How to Send Call Media to a Bot via WebSocket and Receive Responses in Asterisk

Hi everyone,

I’m working on a project where I want to integrate Asterisk with a bot through a WebSocket connection. My goal is to:

  1. Stream the audio (RTP) from an active call in Asterisk to a WebSocket server (where the bot processes the audio).
  2. Receive responses (audio or text converted to audio) from the bot via the WebSocket and send them back into the active call.

What I’ve done so far:

  1. Enabled ARI (ari.conf) and verified that I can connect to it successfully.
  2. Set up a Stasis app in extensions.conf to route calls into ARI.
  3. Created a WebSocket server using Node.js to process the audio.

My challenges/questions:

  1. How can I capture the audio stream from the call using ARI (e.g., SnoopChannel)?
  2. What’s the best way to send the audio frames to my WebSocket server in real time?
  3. How do I inject the audio responses (received from the bot via WebSocket) back into the call?
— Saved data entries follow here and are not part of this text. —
PR #1515, opened 2024-01-04
fix: Make rollback best effort.

tom-andersen:
Internal tracking: b/318686162

A rollback is meant to be best effort. If the transaction has already expired, it is possible for the rollback to fail due to transaction no longer existing in Firestore. The retry logic will use attempts to rollback, and in the case where transaction no longer exists, all attempts to be exhausted attempted to rollback transaction.

This PR makes the rollback best effort, simply logging any rollback error and continuing.

### DIFF
--- a/google-cloud-firestore/src/test/java/com/google/cloud/firestore/LocalFirestoreHelper.java
+++ b/google-cloud-firestore/src/test/java/com/google/cloud/firestore/LocalFirestoreHelper.java
@@ -1196,10 +1196,6 @@ public final class LocalFirestoreHelper {
         Answer<ApiFuture<? extends GeneratedMessageV3>> answer =
             invocationOnMock -> {
               actualRequestList.add(invocationOnMock.getArguments()[0]);
-              if (!entry.request.equals(invocationOnMock.getArguments()[0])) {
-                System.out.println("BAD INVOCATION");
-                System.out.println(invocationOnMock.getArguments()[0]);
-              }
               return entry.response;
             };
         stubber = (stubber != null) ? stubber.doAnswer(answer) : doAnswer(answer);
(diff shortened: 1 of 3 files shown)


google-cloud-firestore/src/test/java/com/google/cloud/firestore/LocalFirestoreHelper.java
```diff
@@ -1193,8 +1195,11 @@ void initializeStub(
       for (final RequestResponsePair entry : operationList) {
         Answer<ApiFuture<? extends GeneratedMessageV3>> answer =
             invocationOnMock -> {
-              ++requestCount;
-              assertEquals(entry.request, invocationOnMock.getArguments()[0]);
+              actualRequestList.add(invocationOnMock.getArguments()[0]);
+              if (!entry.request.equals(invocationOnMock.getArguments()[0])) {
+                System.out.println("BAD INVOCATION");
+                System.out.println(invocationOnMock.getArguments()[0]);
```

Should I use Playback, or is there a better approach?
  4. Do I need to handle any specific audio codec conversions (e.g., G.711 to PCM or vice versa) for this integration?
  5. Are there any examples or best practices for a setup like this?

My setup:

  • Asterisk Version: 20.11.0
  • WebSocket Server: Node.js
  • Bot: Google Dialogflow

Any guidance, sample implementations, or suggestions would be greatly appreciated!

Thank you in advance!

This same question (or very similar because AI is also being used to produce the post itself) is being asked at a minimum once a week at this point, so read the past threads.